Beginning at the top of the listing, repeat each line exactly until the line with "WARNING: This version" has been repeated too.

▽

PR #622, opened 2023-08-17
Kubelet configuration change without immediate cache updates

### LINKED ISSUE #621: Kubelet configuration change without immediate cache updates
### Area

- [X] Scheduler
- [ ] Controller
- [ ] Helm Chart
- [ ] Documents

### Other components

_No response_

### What happened?

func (ov *OverReserve) GetCachedNRTCopy(nodeName string, pod *corev1.Pod) (*topologyv1alpha2.NodeResourceTopology, bool) {
	ov.lock.Lock()
	defer ov.lock.Unlock()
		return nil, false
	}

	if nrt == nil {
		return nil, true
	}
	nodeAssumedResources, ok := ov.assumedResources[nodeName]
	if !ok {
		return nrt, true
	}

	klog.V(6).InfoS("nrtcache NRT", "logID", klog.KObj(pod), "vanilla", stringify.NodeResourceTopologyResources(nrt))
	nodeAssumedResources.UpdateNRT(klog.KObj(pod).String(), nrt)

	klog.V(5).InfoS("nrtcache NRT", "logID", klog.KObj(pod), "updated", stringify.NodeResourceTopologyResources(nrt))
	return nrt, true
}

When obtaining NRTs from the cache during the filter and score stages, it is assumed that there are changes in the topologyManagerPolicy and topologyManagerScope in the computational node/var/lib/kubelet/config.yaml. Then the topologyPolicies in the NRT resources reported by NFD also changed. However, the cache will not be updated immediately, as the condition for cache updates is that NodesMaybeOverReserved can return nodes. At this point, the filter stage will enter the wrong function based on the cache configuration. For example, if there is a computing node node1, and the topologyManagerPolicy in the NRT cache is singleNUMPodLevel, but the topologyManagerScope in config.yaml is modified to Container, the filter stage will still enter the singleNUMPodLevelHandler function for operation instead of the singleNUMAContainerLevelHandler.

There should be a way to obtain the latest topologyPolicies when the filter and score stages retrieve cached NRT data, avoiding entering incorrect functions for operations

_No response_

_No response_

### Kubernetes version

[root@master1 ~]# kubectl version
WARNING: This version information is deprecated and will be replaced with the output from kubectl version --short. Use --output=yaml|json to get the full version.
Client Version: version.Info{Major:"1", Minor:"24", GitVersion:"v1.24.13", GitCommit:"49433308be5b958856b6949df02b716e0a7cf0a3", GitTreeState:"clean", BuildDate:"2023-04-12T12:15:50Z", GoVersion:"go1.19.8", Compiler:"gc", Platform:"linux/arm64"}
Kustomize Version: v4.5.4
Server Version: version.Info{Major:"1", Minor:"24", GitVersion:"v1.24.13", GitCommit:"49433308be5b958856b6949df02b716e0a7cf0a3", GitTreeState:"clean", BuildDate:"2023-04-12T12:08:36Z", GoVersion:"go1.19.8", Compiler:"gc", Platform:"linux/arm64"}

### Scheduler Plugins version

master

283713406:
#### What type of PR is this?
/kind bug

When obtaining cached NRT data in the filter and score stages, compare the topologyPolicies in the NRT cache with the topologyPolicies of the real-time NRT resources in the environment. If there are differences, update the topologyPolicies in the cache to the latest value. This can obtain the latest topologyPolicies and avoid entering incorrect functions for operations

Fixes #621

"NONE" 
```release-note

```

### DIFF
--- a/pkg/noderesourcetopology/cache/overreserve.go
+++ b/pkg/noderesourcetopology/cache/overreserve.go
@@ -87,6 +87,19 @@ func (ov *OverReserve) GetCachedNRTCopy(nodeName string, pod *corev1.Pod) (*topo
 	if nrt == nil {
 		return nil, true
 	}
+
+	if ov.ShouldUpdateCacheNow(nodeName, nrt) {
+		nrtActual, err := ov.nrtLister.Get(nodeName)
+		if err != nil || nrtActual == nil {
+			return nil, true
+		}
+		ov.nrts.UpdateAttributesAndTopologyPolicies(nrtActual)
+		nrt = ov.nrts.GetNRTCopyByNodeName(nodeName)
+		if nrt == nil {
+			return nil, true
+		}
+	}
+
 	nodeAssumedResources, ok := ov.assumedResources[nodeName]
 	if !ok {
 		return nrt, true
@@ -263,6 +276,23 @@ func (ov *OverReserve) FlushNodes(logID string, nrts ...*topologyv1alpha2.NodeRe
 		ov.nodesMaybeOverreserved.Delete(nrt.Name)
 		ov.nodesWithForeignPods.Delete(nrt.Name)
 	}
+}
+
+func (ov *OverReserve) ShouldUpdateCacheNow(nodeName string, nrtCache *topologyv1alpha2.NodeResourceTopology) bool {
+	nrtActual, err := ov.nrtLister.Get(nodeName)
+	if err != nil || nrtActual == nil {
+		return false
+	}
+
+	if len(nrtActual.TopologyPolicies) == 0 || len(nrtCache.TopologyPolicies) == 0 {
+		return false
+	}
+
+	if nrtActual.TopologyPolicies[0] != nrtCache.TopologyPolicies[0] {
+		return true
+	}
+
+	return false
 }
 
 func InformerFromHandle(handle framework.Handle) (k8scache.SharedIndexInformer, podlisterv1.PodLister) {
--- a/pkg/noderesourcetopology/cache/overreserve_test.go
+++ b/pkg/noderesourcetopology/cache/overreserve_test.go
@@ -367,6 +367,76 @@ func TestGetCachedNRTCopyReserveRelease(t *testing.T) {
 	}
 }
 
+func TestGetCachedNRTCopyShouldUpdateCacheNow(t *testing.T) {
+	fakeClient := faketopologyv1alpha2.NewSimpleClientset()
+	fakeInformer := topologyinformers.NewSharedInformerFactory(fakeClient, 0).Topology().V1alpha2().NodeResourceTopologies()
+	fakePodLister := &fakePodLister{}
+
+	nrtCache := mustOverReserve(t, fakeInformer.Lister(), fakePodLister)
+
+	nodeTopologies := makeDefaultTestTopology()
+	for _, obj := range nodeTopologies {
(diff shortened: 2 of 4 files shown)


PiotrProkop:
Thanks for the PR! @ffromani can you take a look?

ffromani:
Thanks @283713406 for filing the issue and providing the PR. After some thinking, I agree we have a issue here worth fixing.
As explained commenting #621 , we are not bothered by the kubelet config changing _during a schedule cycle_, we expect changed mid-cycle to be so rare we pretty much decide to ignore such occurrences.
However you highlight a related issue: we fail to notice kubelet configuration changes (the bits we care reported by NRT data) and we update them incidentally when resyncing the cache.
These updates are expected to be rare, but still failing to noticing them is a different issue and worth looking.

I'm not keen of adding logic in `GetCachedNRTCopy` for something we rate so infrequent (and, must be noted, for something we _don't support yet_ if happens so frequently that the scheduling performance suffers because of it).
Additionally, adding logic into `GetCachedNRTCopy` to bypass the cache management doesn't fit too well with the existing model.

So, I'd change the `Resync` function to handle this case and generalize the "need update" condition. If the attributes in the client-go cache doesn't match the cached copy, we update our cached copy. This should be done integrating with the existing checks. Perhaps the safest way is to do this update only if the expected pod set matches - otherwise we're going to update the full object anyway.
I'll follow up later with more details.

pkg/noderesourcetopology/cache/overreserve.go
```diff
@@ -265,6 +278,23 @@ func (ov *OverReserve) FlushNodes(logID string, nrts ...*topologyv1alpha2.NodeRe
 	}
 }
 
+func (ov *OverReserve) ShouldUpdateCacheNow(nodeName string, nrtCache *topologyv1alpha2.NodeResourceTopology) bool {
+	nrtActual, err := ov.nrtLister.Get(nodeName)
+	if err != nil || nrtActual == nil {
+		return false
+	}
+
+	if len(nrtActual.TopologyPolicies) == 0 || len(nrtCache.TopologyPolicies) == 0 {
```
ffromani, line 287: in addition to the comment already made, `TopologyPolicies` is deprecated: we should stop checking it (different PR of course) and check the top-level NRT attributes instead.

283713406:
> Thanks @283713406 for filing the issue and providing the PR. After some thinking, I agree we have a issue here worth fixing. As explained commenting #621 , we are not bothered by the kubelet config changing _during a schedule cycle_, we expect changed mid-cycle to be so rare we pretty much decide to ignore such occurrences. However you highlight a related issue: we fail to notice kubelet configuration changes (the bits we care reported by NRT data) and we update them incidentally when resyncing the cache. These updates are expected to be rare, but still failing to noticing them is a different issue and worth looking.
> 
> I'm not keen of adding logic in `GetCachedNRTCopy` for something we rate so infrequent (and, must be noted, for something we _don't support yet_ if happens so frequently that the scheduling performance suffers because of it). Additionally, adding logic into `GetCachedNRTCopy` to bypass the cache management doesn't fit too well with the existing model.
> 
> So, I'd change the `Resync` function to handle this case and generalize the "need update" condition. If the attributes in the client-go cache doesn't match the cached copy, we update our cached copy. This should be done integrating with the existing checks. Perhaps the safest way is to do this update only if the expected pod set matches - otherwise we're going to update the full object anyway. I'll follow up later with more details.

△

Result below:
PR #622, opened 2023-08-17
Kubelet configuration change without immediate cache updates

### LINKED ISSUE #621: Kubelet configuration change without immediate cache updates
### Area

- [X] Scheduler
- [ ] Controller
- [ ] Helm Chart
- [ ] Documents

### Other components

_No response_

### What happened?

func (ov *OverReserve) GetCachedNRTCopy(nodeName string, pod *corev1.Pod) (*topologyv1alpha2.NodeResourceTopology, bool) {
	ov.lock.Lock()
	defer ov.lock.Unlock()
		return nil, false
	}

	if nrt == nil {
		return nil, true
	}
	nodeAssumedResources, ok := ov.assumedResources[nodeName]
	if !ok {
		return nrt, true
	}

	klog.V(6).InfoS("nrtcache NRT", "logID", klog.KObj(pod), "vanilla", stringify.NodeResourceTopologyResources(nrt))
	nodeAssumedResources.UpdateNRT(klog.KObj(pod).String(), nrt)

	klog.V(5).InfoS("nrtcache NRT", "logID", klog.KObj(pod), "updated", stringify.NodeResourceTopologyResources(nrt))
	return nrt, true
}

When obtaining NRTs from the cache during the filter and score stages, it is assumed that there are changes in the topologyManagerPolicy and topologyManagerScope in the computational node/var/lib/kubelet/config.yaml. Then the topologyPolicies in the NRT resources reported by NFD also changed. However, the cache will not be updated immediately, as the condition for cache updates is that NodesMaybeOverReserved can return nodes. At this point, the filter stage will enter the wrong function based on the cache configuration. For example, if there is a computing node node1, and the topologyManagerPolicy in the NRT cache is singleNUMPodLevel, but the topologyManagerScope in config.yaml is modified to Container, the filter stage will still enter the singleNUMPodLevelHandler function for operation instead of the singleNUMAContainerLevelHandler.

There should be a way to obtain the latest topologyPolicies when the filter and score stages retrieve cached NRT data, avoiding entering incorrect functions for operations

_No response_

_No response_

### Kubernetes version

[root@master1 ~]# kubectl version
WARNING: This version information is deprecated and will be replaced with the output from kubectl version --short. Use --output=yaml|json to get the full version.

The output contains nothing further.